◆ **TO DO**:
Could you reproduce, from the records below, everything from the line with "PR #297, opened 2019-03-04" down to the line with "airgun.exceptions import DestinationNotReachedError", keeping both of those lines and changing nothing?
━━━━━━━━━━━━━━━━━━━━━━━━━━━━━━
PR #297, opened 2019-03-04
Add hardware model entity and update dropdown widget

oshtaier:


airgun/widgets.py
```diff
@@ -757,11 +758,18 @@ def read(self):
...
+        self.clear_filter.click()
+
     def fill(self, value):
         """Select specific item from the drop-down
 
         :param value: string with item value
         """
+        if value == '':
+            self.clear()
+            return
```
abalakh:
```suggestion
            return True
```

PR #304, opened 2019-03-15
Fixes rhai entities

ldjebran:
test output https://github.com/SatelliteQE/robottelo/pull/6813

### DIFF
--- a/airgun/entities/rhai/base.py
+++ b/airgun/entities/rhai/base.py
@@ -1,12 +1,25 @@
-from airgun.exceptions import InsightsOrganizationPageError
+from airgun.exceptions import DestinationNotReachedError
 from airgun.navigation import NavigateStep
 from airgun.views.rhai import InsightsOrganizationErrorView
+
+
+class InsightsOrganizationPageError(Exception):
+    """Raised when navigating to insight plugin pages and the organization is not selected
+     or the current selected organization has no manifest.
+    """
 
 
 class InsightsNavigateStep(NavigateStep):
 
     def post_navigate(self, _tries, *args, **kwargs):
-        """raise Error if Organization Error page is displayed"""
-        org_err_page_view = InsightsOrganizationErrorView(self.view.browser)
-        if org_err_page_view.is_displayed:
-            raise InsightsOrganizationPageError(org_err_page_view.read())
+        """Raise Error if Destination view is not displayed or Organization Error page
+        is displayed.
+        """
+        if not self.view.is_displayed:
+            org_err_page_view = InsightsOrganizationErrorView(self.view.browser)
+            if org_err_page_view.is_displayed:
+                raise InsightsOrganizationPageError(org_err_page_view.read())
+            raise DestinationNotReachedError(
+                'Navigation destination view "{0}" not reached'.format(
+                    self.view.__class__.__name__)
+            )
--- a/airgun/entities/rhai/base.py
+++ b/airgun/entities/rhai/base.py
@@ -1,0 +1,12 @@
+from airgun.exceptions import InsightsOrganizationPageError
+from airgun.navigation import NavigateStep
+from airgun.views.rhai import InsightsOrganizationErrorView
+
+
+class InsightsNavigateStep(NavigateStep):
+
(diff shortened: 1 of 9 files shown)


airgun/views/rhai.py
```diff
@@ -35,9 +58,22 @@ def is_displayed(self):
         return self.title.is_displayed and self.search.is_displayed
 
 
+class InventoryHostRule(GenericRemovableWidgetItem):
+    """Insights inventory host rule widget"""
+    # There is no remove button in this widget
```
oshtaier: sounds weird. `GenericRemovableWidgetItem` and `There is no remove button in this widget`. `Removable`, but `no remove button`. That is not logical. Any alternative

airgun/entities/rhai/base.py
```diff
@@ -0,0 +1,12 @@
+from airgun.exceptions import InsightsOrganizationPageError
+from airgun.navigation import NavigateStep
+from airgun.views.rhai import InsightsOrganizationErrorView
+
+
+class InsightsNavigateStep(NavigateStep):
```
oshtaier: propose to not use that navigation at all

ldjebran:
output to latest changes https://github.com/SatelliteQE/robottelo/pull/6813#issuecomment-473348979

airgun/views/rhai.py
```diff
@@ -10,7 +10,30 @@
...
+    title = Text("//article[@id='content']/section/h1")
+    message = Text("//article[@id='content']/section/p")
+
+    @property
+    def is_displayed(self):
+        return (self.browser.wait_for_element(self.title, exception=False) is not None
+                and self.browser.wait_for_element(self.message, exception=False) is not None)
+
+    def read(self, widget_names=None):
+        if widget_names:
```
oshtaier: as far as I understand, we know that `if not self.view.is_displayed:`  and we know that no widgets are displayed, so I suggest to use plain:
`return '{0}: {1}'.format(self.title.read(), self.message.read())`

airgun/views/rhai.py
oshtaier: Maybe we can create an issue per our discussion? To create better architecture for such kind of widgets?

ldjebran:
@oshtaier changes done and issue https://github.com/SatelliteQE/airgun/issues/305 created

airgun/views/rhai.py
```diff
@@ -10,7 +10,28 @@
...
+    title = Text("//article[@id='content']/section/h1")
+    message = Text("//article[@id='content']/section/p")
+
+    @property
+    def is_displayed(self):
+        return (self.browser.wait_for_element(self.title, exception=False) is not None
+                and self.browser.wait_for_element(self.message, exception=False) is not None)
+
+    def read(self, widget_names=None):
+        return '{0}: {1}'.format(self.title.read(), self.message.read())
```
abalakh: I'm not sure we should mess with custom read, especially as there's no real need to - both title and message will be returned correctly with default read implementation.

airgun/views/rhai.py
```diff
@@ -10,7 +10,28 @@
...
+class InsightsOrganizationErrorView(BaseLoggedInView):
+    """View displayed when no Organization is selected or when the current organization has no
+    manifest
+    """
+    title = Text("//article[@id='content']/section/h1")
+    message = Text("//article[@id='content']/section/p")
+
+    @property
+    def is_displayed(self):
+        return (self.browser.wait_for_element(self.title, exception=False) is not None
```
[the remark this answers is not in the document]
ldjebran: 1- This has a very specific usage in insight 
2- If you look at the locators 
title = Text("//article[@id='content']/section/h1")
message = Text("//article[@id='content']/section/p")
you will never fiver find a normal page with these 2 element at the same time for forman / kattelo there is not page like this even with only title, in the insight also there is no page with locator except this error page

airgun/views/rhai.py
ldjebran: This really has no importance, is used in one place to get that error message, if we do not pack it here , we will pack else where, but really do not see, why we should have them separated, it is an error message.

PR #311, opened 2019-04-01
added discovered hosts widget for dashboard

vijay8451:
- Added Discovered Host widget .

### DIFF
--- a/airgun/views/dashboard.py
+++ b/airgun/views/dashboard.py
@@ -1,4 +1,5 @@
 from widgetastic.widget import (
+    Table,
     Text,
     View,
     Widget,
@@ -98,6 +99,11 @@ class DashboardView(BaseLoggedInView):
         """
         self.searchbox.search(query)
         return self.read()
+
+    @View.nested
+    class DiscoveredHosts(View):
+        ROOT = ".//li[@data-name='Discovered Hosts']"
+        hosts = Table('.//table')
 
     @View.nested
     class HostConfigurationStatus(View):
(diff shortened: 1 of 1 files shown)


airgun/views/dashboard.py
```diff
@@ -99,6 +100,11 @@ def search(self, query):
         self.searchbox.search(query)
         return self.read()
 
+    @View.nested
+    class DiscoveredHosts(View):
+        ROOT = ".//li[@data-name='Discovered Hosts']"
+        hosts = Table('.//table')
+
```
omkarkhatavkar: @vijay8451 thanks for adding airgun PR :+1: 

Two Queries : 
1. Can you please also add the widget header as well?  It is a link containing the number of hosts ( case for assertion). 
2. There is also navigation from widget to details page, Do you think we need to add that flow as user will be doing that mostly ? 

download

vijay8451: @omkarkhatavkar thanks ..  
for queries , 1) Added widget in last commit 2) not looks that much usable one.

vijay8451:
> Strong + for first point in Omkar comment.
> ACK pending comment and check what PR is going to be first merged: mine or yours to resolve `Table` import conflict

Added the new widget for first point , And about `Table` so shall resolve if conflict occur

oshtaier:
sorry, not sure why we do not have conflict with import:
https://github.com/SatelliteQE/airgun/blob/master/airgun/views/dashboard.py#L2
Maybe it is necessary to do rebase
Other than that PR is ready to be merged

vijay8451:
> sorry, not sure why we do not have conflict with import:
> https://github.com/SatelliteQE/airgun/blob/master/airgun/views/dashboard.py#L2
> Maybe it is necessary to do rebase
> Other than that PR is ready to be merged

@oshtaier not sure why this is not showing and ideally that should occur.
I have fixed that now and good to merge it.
━━━━━━━━━━━━━━━━━━━━━━━━━━━━━━
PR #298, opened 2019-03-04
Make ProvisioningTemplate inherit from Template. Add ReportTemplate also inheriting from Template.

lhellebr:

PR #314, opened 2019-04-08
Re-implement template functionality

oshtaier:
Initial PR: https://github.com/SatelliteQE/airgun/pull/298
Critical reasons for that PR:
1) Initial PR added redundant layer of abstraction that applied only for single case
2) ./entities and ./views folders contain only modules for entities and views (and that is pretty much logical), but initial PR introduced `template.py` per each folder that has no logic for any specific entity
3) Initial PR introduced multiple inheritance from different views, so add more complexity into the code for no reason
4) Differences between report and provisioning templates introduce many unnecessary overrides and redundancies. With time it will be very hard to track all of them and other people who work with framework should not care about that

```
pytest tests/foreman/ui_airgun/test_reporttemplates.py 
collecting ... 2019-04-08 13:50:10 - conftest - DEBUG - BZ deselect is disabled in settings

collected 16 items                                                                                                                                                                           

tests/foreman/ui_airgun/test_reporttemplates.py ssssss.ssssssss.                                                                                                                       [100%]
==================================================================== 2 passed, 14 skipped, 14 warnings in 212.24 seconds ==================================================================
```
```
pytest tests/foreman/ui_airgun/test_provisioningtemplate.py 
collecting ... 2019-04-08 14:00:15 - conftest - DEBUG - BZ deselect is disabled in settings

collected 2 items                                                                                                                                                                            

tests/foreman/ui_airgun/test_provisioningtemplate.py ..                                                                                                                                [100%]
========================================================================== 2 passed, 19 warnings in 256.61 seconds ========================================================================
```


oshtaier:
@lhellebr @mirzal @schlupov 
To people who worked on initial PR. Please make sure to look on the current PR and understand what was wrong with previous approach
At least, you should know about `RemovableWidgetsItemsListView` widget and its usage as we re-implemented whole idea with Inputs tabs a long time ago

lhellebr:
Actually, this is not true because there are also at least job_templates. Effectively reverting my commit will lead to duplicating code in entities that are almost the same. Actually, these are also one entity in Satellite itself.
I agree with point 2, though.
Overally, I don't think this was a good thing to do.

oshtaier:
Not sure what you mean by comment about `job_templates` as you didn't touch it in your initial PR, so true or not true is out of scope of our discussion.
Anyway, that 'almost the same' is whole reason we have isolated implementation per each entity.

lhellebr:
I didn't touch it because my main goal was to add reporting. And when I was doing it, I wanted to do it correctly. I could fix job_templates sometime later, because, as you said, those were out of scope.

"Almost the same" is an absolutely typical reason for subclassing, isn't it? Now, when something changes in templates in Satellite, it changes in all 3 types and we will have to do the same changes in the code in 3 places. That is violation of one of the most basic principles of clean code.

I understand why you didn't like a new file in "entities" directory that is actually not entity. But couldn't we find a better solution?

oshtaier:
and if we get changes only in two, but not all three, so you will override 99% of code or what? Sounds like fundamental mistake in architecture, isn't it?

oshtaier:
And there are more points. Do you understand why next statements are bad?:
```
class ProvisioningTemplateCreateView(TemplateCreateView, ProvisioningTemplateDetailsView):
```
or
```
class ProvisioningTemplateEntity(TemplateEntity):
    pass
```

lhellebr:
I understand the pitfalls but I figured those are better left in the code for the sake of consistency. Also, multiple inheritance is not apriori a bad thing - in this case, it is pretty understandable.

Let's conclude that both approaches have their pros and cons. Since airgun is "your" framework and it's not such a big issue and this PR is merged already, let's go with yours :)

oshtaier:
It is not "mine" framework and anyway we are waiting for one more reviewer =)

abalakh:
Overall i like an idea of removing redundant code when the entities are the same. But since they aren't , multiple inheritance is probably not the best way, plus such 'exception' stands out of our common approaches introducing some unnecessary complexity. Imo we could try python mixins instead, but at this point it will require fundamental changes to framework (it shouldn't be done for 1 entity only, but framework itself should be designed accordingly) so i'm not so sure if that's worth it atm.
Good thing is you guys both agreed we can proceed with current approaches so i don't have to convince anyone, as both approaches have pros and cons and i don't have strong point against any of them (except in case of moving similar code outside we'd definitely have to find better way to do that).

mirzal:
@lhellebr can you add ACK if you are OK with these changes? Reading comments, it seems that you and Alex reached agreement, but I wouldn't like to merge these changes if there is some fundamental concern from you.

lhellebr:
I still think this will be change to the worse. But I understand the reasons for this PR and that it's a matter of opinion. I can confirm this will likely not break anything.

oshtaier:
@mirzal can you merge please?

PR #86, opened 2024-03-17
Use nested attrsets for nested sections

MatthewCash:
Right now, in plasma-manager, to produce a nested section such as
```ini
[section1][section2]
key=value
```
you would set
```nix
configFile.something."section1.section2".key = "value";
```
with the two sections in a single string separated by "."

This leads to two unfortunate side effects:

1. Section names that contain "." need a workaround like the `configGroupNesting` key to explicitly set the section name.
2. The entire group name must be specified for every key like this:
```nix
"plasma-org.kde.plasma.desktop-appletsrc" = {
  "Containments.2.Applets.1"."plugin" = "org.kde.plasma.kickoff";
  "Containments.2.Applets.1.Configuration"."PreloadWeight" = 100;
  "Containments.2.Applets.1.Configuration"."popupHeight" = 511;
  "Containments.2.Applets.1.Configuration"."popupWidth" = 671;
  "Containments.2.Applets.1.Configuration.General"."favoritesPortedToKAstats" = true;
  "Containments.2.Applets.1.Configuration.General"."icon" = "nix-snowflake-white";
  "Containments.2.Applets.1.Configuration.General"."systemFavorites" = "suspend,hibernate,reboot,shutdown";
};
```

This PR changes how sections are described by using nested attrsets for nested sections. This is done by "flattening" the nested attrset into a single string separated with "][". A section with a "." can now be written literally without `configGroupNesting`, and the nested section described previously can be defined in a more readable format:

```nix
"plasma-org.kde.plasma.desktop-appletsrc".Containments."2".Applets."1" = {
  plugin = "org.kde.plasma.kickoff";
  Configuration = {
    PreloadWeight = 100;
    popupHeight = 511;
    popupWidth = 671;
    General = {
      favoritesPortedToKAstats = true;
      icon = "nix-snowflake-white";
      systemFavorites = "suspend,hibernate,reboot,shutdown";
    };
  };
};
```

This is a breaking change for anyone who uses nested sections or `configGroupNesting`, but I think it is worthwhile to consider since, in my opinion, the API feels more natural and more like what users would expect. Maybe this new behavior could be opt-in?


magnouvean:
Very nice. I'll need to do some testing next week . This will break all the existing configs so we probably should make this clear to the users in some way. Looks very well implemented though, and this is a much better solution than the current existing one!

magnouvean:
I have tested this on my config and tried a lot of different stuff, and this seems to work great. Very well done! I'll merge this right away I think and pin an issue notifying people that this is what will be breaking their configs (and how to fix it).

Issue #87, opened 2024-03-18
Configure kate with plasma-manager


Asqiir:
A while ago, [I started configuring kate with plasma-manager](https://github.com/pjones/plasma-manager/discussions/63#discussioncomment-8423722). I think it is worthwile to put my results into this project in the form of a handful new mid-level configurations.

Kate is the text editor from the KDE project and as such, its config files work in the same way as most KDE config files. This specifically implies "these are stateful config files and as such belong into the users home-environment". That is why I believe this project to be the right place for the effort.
━━━━━━━━━━━━━━━━━━━━━━━━━━━━━━
◆ **SOLVED EXERCISE**:
PR #297, opened 2019-03-04
Add hardware model entity and update dropdown widget

oshtaier:


airgun/widgets.py
```diff
@@ -757,11 +758,18 @@ def read(self):
...
+        self.clear_filter.click()
+
     def fill(self, value):
         """Select specific item from the drop-down
 
         :param value: string with item value
         """
+        if value == '':
+            self.clear()
+            return
```
abalakh:
```suggestion
            return True
```

PR #304, opened 2019-03-15
Fixes rhai entities

ldjebran:
test output https://github.com/SatelliteQE/robottelo/pull/6813

### DIFF
--- a/airgun/entities/rhai/base.py
+++ b/airgun/entities/rhai/base.py
@@ -1,12 +1,25 @@
-from airgun.exceptions import InsightsOrganizationPageError
+from airgun.exceptions import DestinationNotReachedError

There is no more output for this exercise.